Авторами предлагаемого изобретения обнаружено, что полученные таким образом металлокерамические композиты обладают активностью в ряде каталитических химических реакций и могут быть использованы, например, в качестве гетерогенных катализаторов превращения спиртов. Образец полученного композита был испытан в реакции окислительного дегидрирования метанола 2СН3ОН+О2=2СН2O+2Н2О.

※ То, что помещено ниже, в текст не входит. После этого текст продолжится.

Issue #604, opened 2023-06-13
Implement proper i18n in template-ui


GeorgesStavracas:
While implementing downloadable content, it was noticed that the template components under `template-ui` do not support translations. A workaround has been proposed, and is used for now, but strings still aren't localized as the workaround merely uses the default string (always in English).

erikos:
Localization works now in 7.1 plugin upwards. The Spanish localization has been verified.

PR #784, opened 2023-09-06
template-ui: Call i18nSetup() to set up i18n for Vue

pwithnall:

Fixes: #604

### DIFF
--- a/packages/template-ui/src/main.js
+++ b/packages/template-ui/src/main.js
@@ -1,5 +1,6 @@
 import Vue from 'vue';
 import { BootstrapVue, IconsPlugin } from 'bootstrap-vue';
+import { i18nSetup } from 'kolibri.utils.i18n';
 import App from '@/App.vue';
 
 import router from '@/router';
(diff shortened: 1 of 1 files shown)


pwithnall:
This tidies up the stub `$tr` function which was previously added as a workaround in template-ui.

It calls `i18nSetup()` because the rest of the code here is calling Vue setup functions.

packages/template-ui/src/main.js
```diff
@@ -1,5 +1,6 @@
 import Vue from 'vue';
 import { BootstrapVue, IconsPlugin } from 'bootstrap-vue';
+import { i18nSetup } from 'kolibri.utils.i18n';
```
manuq, line 3: This fails as it requirer `kolibri` as dependency of the template-ui. I guess you are testing this on top of the other PR?

Here is my alternative proposal #790 . This is what I was meaning about passing the translations through the custom presentation API.

pwithnall: > This fails as it requires `kolibri` as dependency of the template-ui. I guess you are testing this on top of the other PR?

I don’t think I was testing it on top of the other PR, otherwise the branch would be based on that one. The CI seems happy with it as well.

> Here is my alternative proposal #790 . This is what I was meaning about passing the translations through the custom presentation API.

That looks fine to me, though I don’t really know what I’m talking about. Are you sure we don’t need the other things that `i18nSetup()` does, though? It sets up language and font settings, `Intl` polyfills, and imports locale data.

dbnicholson:
I decided to take #790 instead with the hopes that a `kolibri` dependency within template-ui (which affects every channel app zip) can be avoided. Maybe we'll have to bite the bullet on that when actually wiring up the i18n infrastructure in template-ui. Closing this for now.

Issue #780, opened 2023-09-01
Feature channel row is not shown 


vanessa-chang:
Tested with the latest beta version: Manatee 6.40-394 & Windows 6.40.1.0

The feature channel row is not shown unless you switch to the Library tab then switch back to Discovery page.
But the missing channel icons is fixed.

Chromebook log:
[feature_channel.txt](https://github.com/endlessm/kolibri-explore-plugin/files/12462302/feature_channel.txt)

Windows log:
[kolibri.txt](https://github.com/endlessm/kolibri-explore-plugin/files/12462305/kolibri.txt)

_Originally posted by @vanessa-chang in https://github.com/endlessm/kolibri-explore-plugin/issues/642#issuecomment-1697040570_

dbnicholson:
I didn't see this initially, but I do now. I'll see if I can figure it out.

dbnicholson:
This is definitely fallout from #642 due to b9b60d228ab7e11a7f6f7e222b6a0780dcdc5965. What I wanted to do there was use the root node object from `topicsRoot.rootNodes` because `rootNodes` has the channel metadata's inlined thumbnail set as the `thumbnail` property. Without that, you'd have to search through the channels again to find it.

I think the problem may be that that the use of `rootNodes` in `DiscoveryPageContenPacks` is not synchronized with `rootNodes` being populated. What I see in the console is:

```
TypeError: Cannot read properties of undefined (reading 'id')
    at DiscoveryPageContenPacks.vue:48:1
    at Proxy.renderList (vue.runtime.esm.js:2646:1)
    at fn (DiscoveryPageContenPacks.vue:44:1)
    at normalized (vue.runtime.esm.js:2605:1)
    at Proxy.renderSlot (vue.runtime.esm.js:2701:1)
    at fn (EkSlidableGrid.vue:85:1)
    at normalized (vue.runtime.esm.js:2605:1)
    at normalizeSlot (normalize-slot.js:51:1)
    at VueComponent.normalizeSlot (normalize-slot.js:24:1)
    at Proxy.render (carousel-slide.js:70:1)
```

Which is the change in b9b60d228ab7e11a7f6f7e222b6a0780dcdc5965 trying to find the equivalent node in `rootNodes`. So, I think the possible fixes are:

* Block until `rootNodes` is set with `topicsRoot/SET_STATE`.
* Revert b9b60d228ab7e11a7f6f7e222b6a0780dcdc5965 and add in the missing channel data manually.

[...]

PR #785, opened 2023-09-06
Really fix featured channel icons on discovery page

dbnicholson:
The previous fix to use `rootNodes` didn't work since that's populated asynchronously. Rather than try to block on that, this just repeats the channel lookup and mutates the node to have the channel's thumbnail fallbacks.

Fixes: #780


manuq:
Looks good!

PR #789, opened 2023-09-06
Build welcome-screen.zip for release

dbnicholson:
The welcome-screen.zip file is intended to be included as a release artifact, but it wasn't actually being built. Add the necessary build step and make `action-gh-release` fail when a pattern doesn't match any files. Without this it just prints a warning:

```
🤔 Pattern 'packages/welcome-screen/welcome-screen.zip' does not match any files.
```


starnight (approved):
LGTM!  Thanks!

Пример превращения метанола
Пример 9
Образец металлокерамического композита, полученный по примеру 5, испытывают в реакции 2СН3ОН+O2=2СН2О+2Н2О, которую проводят в каталитической установке с проточным реактором. Пары метанола подают в реактор в потоке аргона из термостатированного при 0°С барботера, что соответствует объемной концентрации 4%. Отношение мольных долей O2:СН3ОН составляет 0.8. Продукты реакции анализируют на хроматографе. Выходящий из реактора поток поступает в обогреваемую линию, омывающую кран-дозатор хроматографа с детектором по теплопроводности и колонкой с Порапаком Т, предназначенной для анализа углеводородов.
Выход формальдегида (произведение конверсии х на селективность S) в интервале температур Т 375-480°С приведен в таблице 1.
| Таблица 1 | ||||
| Т,°С | 375 | 400 | 420 | 480 |
| x·S, % | 8 | 13 | 12 | 10 |
Таким образом, предлагаемое техническое решение позволяет получать металлокерамические композиты, проявляющие каталитическую активность в превращении спиртов, в одну стадию упрощенным и эффективным способом.
1. Металлокерамический композит, полученный химическим взаимодействием пористой металлической основы и паров оксида молибдена или оксида вольфрама, общей формулы
(1-k)М·k(МОn·М'O3) или
(1-k)(Fе·0,3Сr·0,2Ni)·k(Fе2O3·0,3Сr2O3·0,4NiO·4,9М'O3),
где М-Ni, Сu, Ti; М'-Мо, W; n=1, 2; 0,03≤k<1.
2. Способ получения металлокерамического композита по п.1, включающий химическое взаимодействие пористой металлической основы при температуре 600-750°С с парами оксида молибдена МоО3 или вольфрама WО3 до образования оксидного слоя, содержащего молибдат или вольфрамат металла основы, толщиной 4-189 мкм.
3. Способ по п.2, отличающийся тем, что в качестве пористой металлической основы используют или никель, или медь, или титан, или нержавеющую сталь.